Существовали, правда, и практические причины воздержания пастыря. Литургия и совершение таинства Евхаристии были для о. Иоанна главным делом его служения. Но по церковным канонам и мирянам, и духовенству запрещалось вступать в близость накануне причастия; а священникам предписывалось воздержание накануне служения литургии>{106}. Представление о том, что проявления чувственности могут осквернить Евхаристию, восходит еще к раннему христианству, когда Эльвирский Собор накануне 303 г. постановил, что «епископы, священники, диаконы, а также и другие представители церковного клира, вовлеченные в служение литургии, должны воздерживаться от жен»>{107}. Несмотря на то что к середине XIX в. некоторые городские священники, служившие литургию ежедневно, игнорировали данное ограничение, оно все еще продолжало в силу традиции сохранять свою значимость>{108}. Учитывая, сколь ревностно о. Иоанн совершал таинство Евхаристии и сколь буквально следовал церковным канонам, он не мог нарушить существующие правила. Таким образом, целомудрие было практической необходимостью для тех, кто желал служить литургию ежедневно, и, несомненно, главной причиной девственности пастыря. Однако поскольку батюшка не служил каждый день без исключения, следует искать иные объяснения его сугубо «духовного брака».

Хотя предположение о влиянии на пастыря православных догматов и традиций и кажется правдоподобным, его умалчивание о своей жизни в браке позволяет лишь строить догадки. Отсутствие этой темы в его ранних дневниках, по крайней мере, отчасти обусловлено временем их составления. В самом начале священнической службы (1856–1858 гг.), то есть тогда, когда можно было бы более всего ожидать упоминаний о молодой жене, он посвящал свои дневники исключительно размышлениям о Священном Писании. К тому времени, когда в дневники стало просачиваться что-то личное, период привыкания к жене и ее семье должен был уже завершиться. Ни Елизавета Константиновна, ни другие члены семьи также не оставили дневников или писем, которые могли бы пролить свет на взаимоотношения супругов. Вопрос остается загадкой.

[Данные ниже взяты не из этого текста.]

PR #1456, opened 2021-01-27
[browser view] MM-32277 bump version, exe, cache errrors

Willyfrog:

**Summary**
- update version to 5.0.0-development
- remove cache from src/package-lock.json, also other references to that file
- enable copying exe files to artifacts

**Issue link**

[MM-32277](https://mattermost.atlassian.net/browse/MM-32277)

### DIFF
--- a/scripts/cleanCache.command
+++ b/scripts/cleanCache.command
@@ -1,0 +1,3 @@
+#!/bin/bash
+BASE_DIR=~/Library/ApplicationSupport/Mattermost
+realpath $BASE_DIR/* | grep -v .json | xargs -I{} rm -rf "{}"
--- a/scripts/cleanCache.command
+++ b/scripts/cleanCache.command
@@ -1,3 +1,0 @@
-#!/bin/bash
-BASE_DIR=~/Library/ApplicationSupport/Mattermost
-realpath $BASE_DIR/* | grep -v .json | xargs -I{} rm -rf "{}"
--- a/scripts/cp_artifacts.sh
+++ b/scripts/cp_artifacts.sh
@@ -21,12 +21,9 @@ if [[ -f "${SRC}/mattermost-desktop-${VERSION}-win-x64.zip" ]]; then
     SOMETHING_COPIED=$((SOMETHING_COPIED + 2))
 fi
 
-# make sure the var exists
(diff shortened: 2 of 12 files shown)


deanwhillier (approved):

scripts/cleanCache.command
```diff
@@ -0,0 +1,3 @@
+#!/bin/bash
+BASE_DIR=~/Library/ApplicationSupport/Mattermost
```
devinbinnie, line 2: Should this be a variable to support Windows/Linux? Or do we not need this script to run automatically

devinbinnie (approved):

scripts/cleanCache.command
Willyfrog: I added this one by mistake, I want to create this as a tool for people in case they run into problems (mostly devs) while doing upgrades/downgrades. 
and yes, it would need to be changed depending on OS and available tools.

Also, I want it to be kind of 'click and forget' and that's basically the reason why I didn't add it before. I'll remove it

scripts/cp_artifacts.sh
```diff
@@ -20,12 +20,13 @@ if [[ -f "${SRC}/mattermost-desktop-${VERSION}-win-x64.zip" ]]; then
...
-# if [[ -f "${SRC}/mattermost-desktop-setup-${VERSION}-win.exe" ]]; then
-#     echo -e "Copying win-no-arch\n"
-#     cp "${SRC}/mattermost-desktop-setup-${VERSION}-win.exe" "${DEST}/"
-#     SOMETHING_COPIED=$((SOMETHING_COPIED + 4))
-# fi
+
+if [[ ${MM_WIN_INSTALLERS-0} -eq 1 && -f "${SRC}/mattermost-desktop-setup-${VERSION}-win.exe" ]]; then
+    echo -e "Copying win-no-arch\n"
+    cp "${SRC}/mattermost-desktop-setup-${VERSION}-win.exe" "${DEST}/"
+    cp "${SRC}/mattermost-desktop-setup-${VERSION}-win.exe" "${DEST}/"
```
deanwhillier, line 27: Should this be here twice?

Willyfrog: definitely no, good catch!

devinbinnie (approved):

PR #1458, opened 2021-01-29
[MM-32424] fix server devtools

Willyfrog:
**Summary**

toggle devtools tries to restore to the last known position of the devtools, so it might end below the browserview, checking and using open with detach mode prevents this from happening. Also removes the option to reattaching the window.

**Issue link**

[MM-32424](https://mattermost.atlassian.net/browse/MM-32424)


Willyfrog:
wrong base branch, left a ton of conflicts for no reason, I'll reopen

PR #1459, opened 2021-01-29
[MM-32424] fix server devtools being hidden by browserview

Willyfrog:
**Summary**

toggle devtools tries to restore to the last known position of the devtools, so it might end below the browserview, checking and using open with detach mode prevents this from happening. Also removes the option to reattaching the window.

**Issue link**

[MM-32424](https://mattermost.atlassian.net/browse/MM-32424)

### DIFF
--- a/src/main/menus/app.js
+++ b/src/main/menus/app.js
@@ -195,9 +195,9 @@ function createTemplate(config) {
       if (focusedWindow) {
         // toggledevtools opens it in the last known position, so sometimes it goes below the browserview
         if (focusedWindow.isDevToolsOpened()) {
-          focusedWindow.openDevTools({mode: 'detach'});
-        } else {
           focusedWindow.closeDevTools();
+        } else {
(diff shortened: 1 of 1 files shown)


src/main/menus/app.js
```diff
@@ -193,7 +193,12 @@ function createTemplate(config) {
     })(),
     click(item, focusedWindow) {
       if (focusedWindow) {
-        focusedWindow.toggleDevTools({mode: 'detach'});
+        // toggledevtools opens it in the last known position, so sometimes it goes below the browserview
+        if (focusedWindow.isDevToolsOpened()) {
```
devinbinnie, line 197: Might be misunderstanding, but are we opening the dev tools only if they're already opened?

Willyfrog: no, you are right, tested it, but linter was complaining about negative conditions and I failed to copy properly 🤦

devinbinnie (approved):

hmhealey (approved):

PR #1460, opened 2021-01-29
[MM-31570] update mentions/unreads/session on jewel, tray and dock

Willyfrog:

**Summary**

update's app with number of mentions and if there is any unread or expired session.

**Issue link**
[MM-31570](https://mattermost.atlassian.net/browse/MM-31570)
**Test Cases**
using different servers (versions below v5.28 and above) and new sidebar configurations
- receive and read mentions
- mark channel as unread (either by messaging or using mark as unread)
- disconnect other user

badge, tab and dock should update accordingly

**Additional Notes**
while the initial change to support figure out how to get the mentions was easy, moving this information around wasn't so. Detecting if the server has unread channels varies depending on the server version and sidebar. For version up to v5.28, it will be noted by using an asterisk in the titlebar, after that we'll wait for favicon to change to notice if it was set as unread. Since name is obscured by webpack, we have to figure out what does it mean to have one favicon or the other and memoize it. So the first time a new favicon appears, we'll have to do a quick scan of the page and see if one of the teams is unread and if there is only one team search for an unread channel. 

Added a new appState to handle information and distribute, I was planning to do something similar once we started listening to the WS but seemed the right solution for this case. Any other state we need to have can be tied to this as well in the future

Also moved all the tray related info to a single file, removing it from being in multiple places. this process already started with browserview but now is more consistent. We should do the same with the badge, but there is still a few things in other files, but was totally out of this already-too-big PR.

One thing is left to improve, currently detecting if session is disconnected we are using an interval to figure it out. having some event we could listen would be a much better experience

Also removed the unread count, it was used only in tooltips and to get that number acurately we would have to go back to using a lot of resources to keep it synched. If it is really important we can look into figuring some alternative to it.


Willyfrog:
I still have to test on windows/linux but shouldn't change too significantly

src/main/preload/mattermost.js
```diff
@@ -116,12 +119,17 @@ window.addEventListener('message', ({origin, data: {type, message = {}} = {}} =
     // it will be captured by itself too
     break;
   case 'dispatch-notification': {
-    const {title, body, channel, teamId, silent, data} = message;
-    ipcRenderer.send(NOTIFY_MENTION, title, body, channel, teamId, silent, data);
+    const {title, body, channel, teamId, silent, data: messageData} = message;
+    ipcRenderer.send(NOTIFY_MENTION, title, body, channel, teamId, silent, messageData);
```
devinbinnie, line 123: Shouldn't this be `data`?

devinbinnie (approved):

src/main/MattermostView.js
```diff
@@ -167,4 +187,56 @@ export class MattermostView extends EventEmitter {
...
+    if (this.server && serverName === this.server.name) {
+      if (favicon) {
+        this.faviconMemoize.set(favicon, result);
+      }
+      if (favicon === null || favicon === this.currentFavicon) {
+        appState.updateUnreads(serverName, result);
+      }
+    }
+  }
+}
```
deanwhillier, line 242: Add newline
```suggestion
}

```

src/common/communication.js
```diff
@@ -46,3 +46,11 @@ export const UPDATE_TARGET_URL = 'update_target_url';
...
 
 export const GET_DOWNLOAD_LOCATION = 'get_download_location';
+
+export const UPDATE_MENTIONS = 'update_mentions';
+export const UPDATE_UNREADS = 'update_unreads';
+export const IS_UNREAD = 'is_unread';
+export const UNREAD_RESULT = 'unread_result';
+export const SESSION_EXPIRED = 'session_expired';
+export const UPDATE_TRAY = 'update_tray';
+export const UPDATE_BADGE = 'update_badge';
```
deanwhillier, line 56: Add newline
```suggestion
export const UPDATE_BADGE = 'update_badge';

```

deanwhillier (changes requested):
A few minor things for consideration.

src/main/main.js
```diff
@@ -194,7 +192,7 @@ function initializeBeforeAppReady() {
     app.disableHardwareAcceleration();
   }
 
-  trayImages = getTrayImages(config.trayIconTheme);
+  getTrayImages(config.trayIconTheme);
```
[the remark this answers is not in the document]
Willyfrog: I'll rename to refresh, but the function still returns the tray images in case they are needed

Willyfrog (commented):
addressed comments
I'll be able to push once I get my admin rights back (i did a rebase with `browser-view` branch and now I can't force-push)

deanwhillier (approved):

PR #1461, opened 2021-01-29
[MM-31215][MM-31387] Fixes for bad tab navigation and dragging

devinbinnie:
**Summary**
I've reworked how we notify the front-end wrapper that the tabs have changed externally, and made a few fixes around making sure the right tabs are picked at any given time.

What should be working now:
- Tab navigation via keyboard shortcuts
- Clicking on a server in Settings and loading it correctly
- Seamless tab dragging without reloading any servers

**Issue link**
https://mattermost.atlassian.net/browse/MM-31215
https://mattermost.atlassian.net/browse/MM-31387

### DIFF
--- a/src/main/viewManager.js
+++ b/src/main/viewManager.js
@@ -51,7 +51,7 @@ export class ViewManager {
       if (recycle && recycle.isVisible) {
         setFocus = recycle.name;
       }
-      if (recycle && urlUtils.parseURL(recycle.server.url).toString() === urlUtils.parseURL(server.url).toString()) {
+      if (recycle && recycle.server.url === urlUtils.parseURL(server.url)) {
         oldviews.delete(recycle.name);
         this.views.set(recycle.name, recycle);
       } else {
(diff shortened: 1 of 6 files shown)


src/main/viewManager.js
```diff
@@ -50,7 +51,7 @@ export class ViewManager {
       if (recycle && recycle.isVisible) {
         setFocus = recycle.name;
       }
-      if (recycle && recycle.server.url === server.url) {
+      if (recycle && urlUtils.parseURL(recycle.server.url).toString() === urlUtils.parseURL(server.url).toString()) {
```
devinbinnie, line 54: This was needed because one of these URLs would have a `/` embedded at the end, so in order to avoid semantics I just reparsed them. Definitely open to a better solution here if needed.

Willyfrog: maybe we should try and normalize in its original input (when added to the config and when read from the config) so we don't have to care about that in any other place.

Willyfrog (approved):

PR #1463, opened 2021-02-01
[MM-20227][MM-31388] move to roles and fix focus

Willyfrog:
**Summary**

Copying anything from the about window was crashing and the only way to make it work is to use the role instead of a custom function. I tried to use commands while focusing on the renderer but seems I can't copy anything from the tabs or zoom in there (which is the expected and desirable) so I moved some commands to use roles, and removed any click function that was already with a role property (it gets ignored)

additionally it fixes focus issues when starting or alt-tabbing

**Issue link**

[MM-20227](https://mattermost.atlassian.net/browse/MM-20227)
[MM-31388](https://mattermost.atlassian.net/browse/MM-31388)

### DIFF
--- a/src/main/menus/app.js
+++ b/src/main/menus/app.js
@@ -7,8 +7,6 @@ import {app, Menu, session, shell, webContents} from 'electron';
 
 import * as WindowManager from '../windows/windowManager';
 
-const ZOOM_DIFFERENTIAL = 0.5;
-
 function createTemplate(config) {
   const separatorItem = {
     type: 'separator',
@@ -63,10 +61,6 @@ function createTemplate(config) {
     platformAppMenu = platformAppMenu.concat([
       separatorItem, {
         role: 'quit',
-        accelerator: 'CmdOrCtrl+Q',
-        click() {
-          app.quit();
-        },
       }]);
   }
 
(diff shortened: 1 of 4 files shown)


src/main/menus/app.js
```diff
@@ -158,31 +121,11 @@ function createTemplate(config) {
...
-    label: 'Zoom In',
-    accelerator: 'CmdOrCtrl+SHIFT+=',
-    click() {
-      const focused = webContents.getFocusedWebContents();
-      const level = focused.getZoomLevel();
-      if (level <= 3) {
-        focused.setZoomLevel(level + ZOOM_DIFFERENTIAL);
-      }
-    },
+    role: 'zoomIn',
```
devinbinnie, line 126: Zooming seems to be broken when the focus isn't on the `BrowserView`. I've fixed a few of those cases in my latest PR, but I'm not sure what's going to happen here if you were to click on a tab and then click Zoom, since the in-focus window is the tab bar, not the MattemostView.

nevyangelova (commented):
Does role mean events in this case or? I was confused because I thought roles will be referred to as user roles :D

src/main/menus/app.js
Willyfrog: yeah, that was mi experience the first time I did that, but while trying several things this was working properly. I could switch tabs and zoom, and it was the content that was zoomed not the tab. Did you manage to break it? if so, do you have repro steps? I tried several ways and it was always working for me

Willyfrog:
> Does role mean events in this case or? I was confused because I thought roles will be referred to as user roles :D

role means predefined action/label, so 'copy' will behave as the OS dictates.

src/main/menus/app.js
devinbinnie: on macOS catalina, if you go to another window and then come back and then use the zoom in keyboard shortcut, it will zoom the tabs in rather than the mattermost view. I think it could be fixed by ensuring focus goes to the mattermost view when refocusing the window rather than the main window web contents.

Willyfrog:
@devinbinnie added a fix to the focus issue, should be working now for you

nevyangelova (approved):

devinbinnie (approved):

Однако ясно одно: избрав путь целомудрия, о. Иоанн совершил уникальный в агиографической традиции поступок. Случаи, когда супруги сохраняют целомудрие или дают обет воздержания, встречаются в жизнеописаниях святых, но инициатива исходит, как правило, от жены, а не от мужа, и обычно выражается в убеждении супруга, а не в категорическом отказе>{109}. Но о. Иоанн принял решение сохранить девственность еще до женитьбы — решение, о котором, судя как по косвенным данным, так и по намекам, содержащимся в его дневниках, его невеста и не подозревала>{110}. Как это можно трактовать? Сколь бы прагматичной ни была подоплека браков в среде духовенства, в которых обе стороны осознавали, что будущий муж унаследует приход отца жены, нормальные супружеские отношения считались неотъемлемой их частью. Если учесть силу установившегося порядка вещей и оправданные ожидания второй половины, то ссылки на литургические правила, связанные с причастием, явно недостаточно. Здесь возникают сразу два вопроса. Во-первых, если о. Иоанн не намеревался исполнять супружеский долг, зачем он вообще женился и почему не постригся в монахи? Во-вторых, если он хотел соединять каждодневное совершение литургии и служение мирянам, унаследовав место протоиерея Константина Несвицкого в Андреевском соборе Кронштадта после женитьбы на его дочери, то он, несомненно, должен был заручиться согласием невесты до свадьбы, а не поставить ее перед фактом?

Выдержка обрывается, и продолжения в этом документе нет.